HP and Dell, both allies of Microsoft on many fronts, may preload the Google Android OS rather than Windows on at least some netbooks. That consideration gives Android instant credibility on small PCs, VARs said -- even if the PC makers are using Android to beat price and licensing concessions out of Microsoft, as many partners suspect. Thus far Android is primarily an OS and development platform for mobile phones, but Google clearly has ambitions beyond that.
Microsoft decimated Netscape's overwhelming lead in browsers largely by offering Internet Explorer for free while Netscape tried to charge for its browser. Microsoft charges every OEM a fee for bundling Windows on each machine. The biggest hardware OEMs reportedly pay Microsoft $15 per netbook for Windows XP, whereas Google charges nothing. And resellers agree, it's always hard to beat free.
Still, Microsoft has faced down any number of OS threats over the years and has succeeded in minimizing market share growth of Linux and Mac, some partners said.
"Bringing any new OS into the market is a very big uphill battle, no matter who embraces it," said Paul Clifford, president of The Davenport Group, a St. Paul, Minn. solutions provider. "Look at Linux. It's a marvelous OS endorsed by IBM early on, and it still hasn't penetrated the way people expected it to.
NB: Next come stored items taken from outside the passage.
PR #4261, opened 2024-12-17
ci: do not cache playwright binaries

hanspagel:
We’ve added a check whether the playwright dependencies (browsers) were restored from cache, but that check failed for Playwright version updates (for whatever reason) - and with it all tests.

https://github.com/scalar/scalar/actions/runs/12375837584/job/34541570648?pr=4255

It turns out, we don’t need to cache Playwright binaries.

> Caching browser binaries is not recommended, since the amount of time it takes to restore the cache is comparable to the time it takes to download the binaries.

Source: https://playwright.dev/docs/ci#caching-browsers

### DIFF
--- a/.github/workflows/test-cdn-jsdelivr.yml
+++ b/.github/workflows/test-cdn-jsdelivr.yml
@@ -29,15 +29,7 @@ jobs:
         with:
           packages-only: true
           node-version: ${{ matrix.node-version }}
-      - name: Get Playwright version
-        id: playwright-version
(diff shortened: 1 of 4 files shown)


tmastrom (commented):
Where does it say that playwright handles restored caching? I found this saying they don't recommend caching the binaries https://playwright.dev/docs/ci#caching-browsers

tmastrom (approved):
Thanks for the explanation!

PR #4160, opened 2024-12-11
fix(api-client): server variables

antlio:
this pr fixes #4158 by :
- bringing back the variables table on server using path variable
- fixes send request to include variable values
- style address bar server dropdown
- sets values from reference to client modal

⊢ variables before / after
<div>
image
image
</div>

⊢ address bar dropdown before / after
<div>
image
image
</div>

PR #4263, opened 2024-12-17
revert(api-reference): sets server variables values in client

antlio:
This reverts [commit 51bfd5f](https://github.com/scalar/scalar/pull/4160/commits/51bfd5f7d5258881ae3a852df6b70be3a784b0fb) which is preventing the path parameters to be displayed in the api reference client modal.

Will get back to it with a better approach based in that case on retrieving the server variables.

image


amritk (approved):
Ah yes this is why I was trying to wait for you but we couldn't wait!

PR #4274, opened 2024-12-18
fix(api-reference): correct `hash.value` encoding to ensure scrolling

lc-soft:
**Problem**
Currently, manually refreshing the page or using a URL with a hash to open a new tab does not cause the corresponding section to scroll into the view. I have fixed similar issue in PR #4173.

I found that this issue is caused by this commit:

Oh, and by the way, it's great."
Microsoft is also known for meeting competitive threats head on and has said Windows 7 will be a good netbook OS. Should Android make headway, many observers said Microsoft will do what it has to do in terms of pricing and licensing concessions.
Traditional Linux is backed by many players, but they are somewhat fractured. Android, on the other hand, is Linux tweaked and re-branded by Google. And that is why Microsoft, by most accounts, has all hands on deck.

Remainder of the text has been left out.